Source: bioMérieux Connection

They also measured primary and secondary AGI. The primary AGI included abdominal trauma, the neutrophils (a type of white blood cells) of damaged intestinal barrier release HBP which result into increase in blood HBP which further can cause vascular leakage and tissue edema and then result in entro-genus infection and other organ injuries even Multiple Organ Dysfunction Syndrome (MODS). On another hand, the secondary AGI, things that can be a way that stimulates neutrophils in the blood that can be a way in releasing HBP are sepsis, bacteria, or lipopolysaccharide (LPS). So, the high amount of HBP can result in impairment in endothelial cell barriers of intestinal vessels which further cause GI injury.

The Measurements of Data: The primary data including demographics that involved age, gender, and cause of admission in the ICU were extracted from the hospital’s archival record.
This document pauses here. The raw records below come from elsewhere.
PR #3267, opened 2024-03-05
catch eth-abi DecodeError on failed tester provider make_request v6

pacrob:
### What was wrong?

`eth-abi v5.0.1` introduced a new `InvalidPointer` exception type. In `EthereumTesterProvider->_make_request`, we catch the `InsufficientDataBytes` exception, but no other types of decoding errors. Specifically, this caused 2 vyper tests to start failing.

This is the v6 version of pr #3271 

### How was it fixed?

Instead of catching just the `InsufficientDataBytes` exception, catch its parent `DecodingError`

### Todo:

#### Cute Animal Picture

image

### DIFF
--- a/newsfragments/3267.bugfix.rst
+++ b/newsfragments/3267.bugfix.rst
@@ -1,0 +1,1 @@
+Catch all types of ``eth-abi`` ``DecodingError`` in ``EthereumTesterProvider->_make_request()``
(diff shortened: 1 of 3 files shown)


fselmo (approved):
Ideally we add a good test here. See my comment on #3271. Otherwise, lgtm 👍🏼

The team did HBP measurements twice or more for consecutive five days which included those patients with underlying conditions such as inflammation, infection, sepsis, trauma, burn, hypotension, shock, and organ dysfunction.

After the statistical analysis, the team found out that 57 patients had no such condition as AGI at the admission time in ICU. A total of 68 and 96 patients had experienced primary AGI and secondary AGI, respectively, during ICU stay.
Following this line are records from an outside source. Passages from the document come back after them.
Issue #3036, opened 2023-07-11
Port useful abi utility methods to public utils directory


fselmo:
We have many handy abi utility methods that live under the `web3._utils.abi` directory that could be made stable / public via our public utilities directory in `web3.utils.abi`. Something that comes to mind is a method like `encode_method_call(fn_signature, params)`, for example.

Some of these _could_ make more sense if they lived in ~~*eth-abi*~~ (maybe *eth-utils* makes more sense as mentioned below) and could be exposed through `web3.py` if desired, sort of like how the *eth-utils* methods `to_hex()`, `to_bytes()`, etc, are passed through via `Web3.to_bytes()`...

This seems like a low-hanging fruit since that logic exists internally in the *web3.py* library. Making it public and massaging it into methods that are easy to understand and use could go a long way.

reedsa:
I'm curious if we also want to consider moving abi functions that reside in `eth-utils`. They seem to be closely related to other abi functions, so keeping everything in one place (probably `eth-abi`) would be ideal.

Another option, which may not make sense, is to move all things to `eth-utils` and just deprecate `eth-abi` entirely. I'm not sure what value one has over the other to be honest. My guess is everything "utility" would be easiest to find under the `eth-utils` package. Just food for thought.

fselmo:
> deprecate eth-abi entirely.

*eth-abi* houses the implementation for ABI encoding & decoding. I think it's a reasonable abstraction to leave that to its own library / repository.

I wouldn't be against using *eth_utils* a bit more for "public" utils though if it makes sense to - even if we end up exposing it via *web3.py* where / if necessary. The distinction of what should live in *eth-utils* vs *web3.utils* is one that would be good to think about. If the answer is "everything" then we can just port useful fxns over to *eth_utils* and call _that_ the public utilities.

reedsa:
In #1596 we decided most functions which deal with a contract's ABI belong closer to its context within Web3. We started releasing event and function helpers publicly via `web3.contract.utils`.

When other functions are exposed, consider whether it is a generalized util and might fit best in `eth-utils` or if an ABI is involved it may belong in `web3.contract.utils`.

PR #3268, opened 2024-03-05
Expose `get_event_data`, `get_function_info` utilities

### LINKED ISSUE #1596: Move `get_event_data` and `get_function_info` from web3._utils modules to Public API
### What was wrong?
Breaking changes were made to utility functions depended upon for client application functionality, making version updates more difficult.

### How can it be fixed?
Python clients are using utility functions such as `get_event_data` and `get_function_info` extensively to interact with the blockchain. Given their utility to clients, these functions should be moved out of the `_utils` module and made public to ensure API stability across non-major releases.

reedsa:
### What was wrong?

Closes #1596
Relates to #3036

`get_event_data`, `get_function_info` utilities were inaccessible for public use even though many people have the need to use these functions without instantiating a `Contract`.

Further refactoring to be covered in #3279 

### How was it fixed?

Expose these functions via `web3.contract.utils`.

### Todo:

#### Cute Animal Picture

Screen Shot 2024-03-05 at 2 50 20 PM

### DIFF
--- a/docs/web3.contract.rst
+++ b/docs/web3.contract.rst
@@ -1178,6 +1178,87 @@ Utils
           '_debatingPeriod': 604800,
           '_newCurator': True})
 
+.. py:method:: web3.contract.utils.get_function_info(fn_name, abi_codec, contract_abi, fn_abi, args, kwargs)
+
+    Get function signature and information from a contract ABI given a name, contract 
+    ABI, and arguments.
+
+    If the function exists and its signature matches the provided arguments, the 
+    function ABI, selector and arguments will be returned.
+
+    Inspect a contract function from an ABI as follows:
+
+    .. code-block:: python
+
+        # Contract ABI with a single "counter" function
+        contract_abi = [
+            {
+                "inputs": [],
+                "name": "counter",
+                "outputs": [{"internalType": "uint256", "name": "", "type": "uint256"}],
+                "stateMutability": "view",
+                "type": "function",
+            },
+        ]
+
+        >>> web3.contract.utils.get_function_info("counter", w3.codec, contract_abi)
+        ({'inputs': [], 'name': 'counter', 'outputs': [{'internalType': 'uint256', 'name': '', 'type': 'uint256'}], 'stateMutability': 'view', 'type': 'function'}, '0x61bc221a', ())
+
+.. py:method:: web3.contract.utils.get_event_data(abi_codec, event_abi, log_entry)
+
+    Get decoded event data from a log entry using an event ABI.
+
+    For example, to find all WETH "Transfer" events in the latest block:
+
+    .. code-block:: python
+
+        WETH_ADDRESS = '0xC02aaA39b223FE8D0A0e5C4F27eAD9083C756Cc2'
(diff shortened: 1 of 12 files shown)


pacrob:
Overall great, my only question is how to obtain an `event_abi`, as this is the first I've heard that term. Looks like it's obtained using `find_matching_event_abi`, so maybe we need to expose that too? Not sure how deep the rabbit hole will go :rabbit:

reedsa:
There are now two additional utilities I made public to assist with the `event_abi`.  A similar utility exists to extract a `function_abi` with it's name and argument signature, but those can be made public in a subsequent refactor (https://github.com/ethereum/web3.py/issues/3279).

`find_matching_event_abi` - Looks in the contract ABI for the event that correlates with the provided name.
`construct_event_filter_params` - Builds the keccak signatures from the provided filters and event ABI

fselmo:
Not to throw a wrench in the spokes, but before we make this public via an API, do you think this is worth a re-consideration: https://github.com/ethereum/web3.py/issues/2489 ?

fselmo:
> Not to throw a wrench in the spokes, but before we make this public via an API, do you think this is worth a re-consideration: #2489 ?

On second thought, if we can handle this strictness in the codec itself this should remain unchanged. See my comment [here](https://github.com/ethereum/web3.py/pull/3256#issuecomment-1992619139). That might be a more elegant solution than passing `strict` into every method that uses `eth_abi`. Although if it makes sense to here, since it is a utility method, then we can consider adding a `strict` kwarg to `get_event_data` too.

Thoughts?

reedsa:
I like the idea of putting this within the codec itself as it seems much more flexible. I think if we decide to add more contract utility functions the flag could be required for other functions that deal with events.

It looks like the decode issue could happen for any kind of log, so if that is true it would be easier to maintain in the codec.

docs/web3.contract.rst
```diff
@@ -1178,6 +1178,87 @@ Utils
...
+
+    Get function signature and information from a contract ABI given a name, contract 
+    ABI, and arguments.
+
+    If the function exists and its signature matches the provided arguments, the 
+    function ABI, selector and arguments will be returned.
+
+    Inspect a contract function from an ABI as follows:
+
+    .. code-block:: python
```
kclowes, line 1191: These code blocks would be really good candidates for doctests.  I think there are some examples of doctests in this file, but let me know if you need more direction than that!

kclowes (commented):
I think this is okay as a first step to expose these methods, but I think we could really improve on this API. For example, it might be nice to return an object for `get_function_info` instead of a tuple. It also feels clunky to be passing around the codec. Feel free to take or leave, but I think if we put these methods on the web3 instance instead, we don't need to pass the codec through. I'm curious too if you have any other ideas about where we might make the API better.

reedsa:
@kclowes Great ideas, I also think we can do better with these. I see several functions that deal with `contract_abi`'s which might be useful for public consumption.

In addition to `get_event_data`, `get_function_info` and subsequent related functions I've exposed in this PR, many of the ABI helpers for functions and events seem useful too, namely those in `_utils/abi.py`, `_utils/events.py`.

I think the `eth_utils.abi` helpers are a little out of place too but I dont think it's worth moving those at this point.

I think we can expose the same functionality of the function and event abi helpers but with descriptive names. After an initial think through those candidates, I came up with the following:
```python
# get all functions in a contract
fns = w3.get_contract_functions(contract_abi: ABI)

# ABIFunction
fn = fns[0]
fn_name = fn["name"]

fn_abi = w3.get_contract_function_abi(contract_abi, fn_name, fn_args, fn_kwargs)
fn_arguments = w3.get_contract_function_arguments(fn_abi, fn_args, fn_kwargs)
fn_selector = w3.get_contract_function_selector(fn_abi)
fn_signature = w3.get_contract_function_signature(fn_abi)

# get all events in a contract
events = w3.get_contract_events(contract_abi)

# ABIEvent
event = events[0]
event_name = event["event"]

event_abi = w3.get_contract_event_abi(contract_abi, event_name, event_arg_names)
event_argument_names = w3.get_contract_event_argument_names(event_abi)
event_inputs = w3.get_contract_event_inputs(event_abi, indexed=True)
event = w3.get_contract_event_log(event_abi, log_entry)
```

kclowes:
Good ideas! I like those! [This](https://docs.ethers.org/v5/api/utils/abi/interface/#Interface) is what Ethers exposes too, for reference.

reedsa:
Closing this, proceeding in https://github.com/ethereum/web3.py/pull/3401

Surgery Before ICU Admission: A total of 177 patients had gone through surgery of which 55 patients were those who experienced abdominal surgery. There were 71% of the patients who received EN of which 38.5% of the patients had experienced the symptom of FI during EN. The condition, sepsis, was experienced by 58 patients whereas 12.2% of the patients died due to MODS and other infectious complications during the hospital stay.

There is still a need for more research on the correlation between HBP and GI dysfunctions because of the study in its initial stages. So, more work will give a clearance of current results.

This study was reviewed and approved by the institutional review board of Nanjing First Hospital and supported by the National Natural Science Foundation of China and the Nanjing Medical Science and Technology Development Foundation.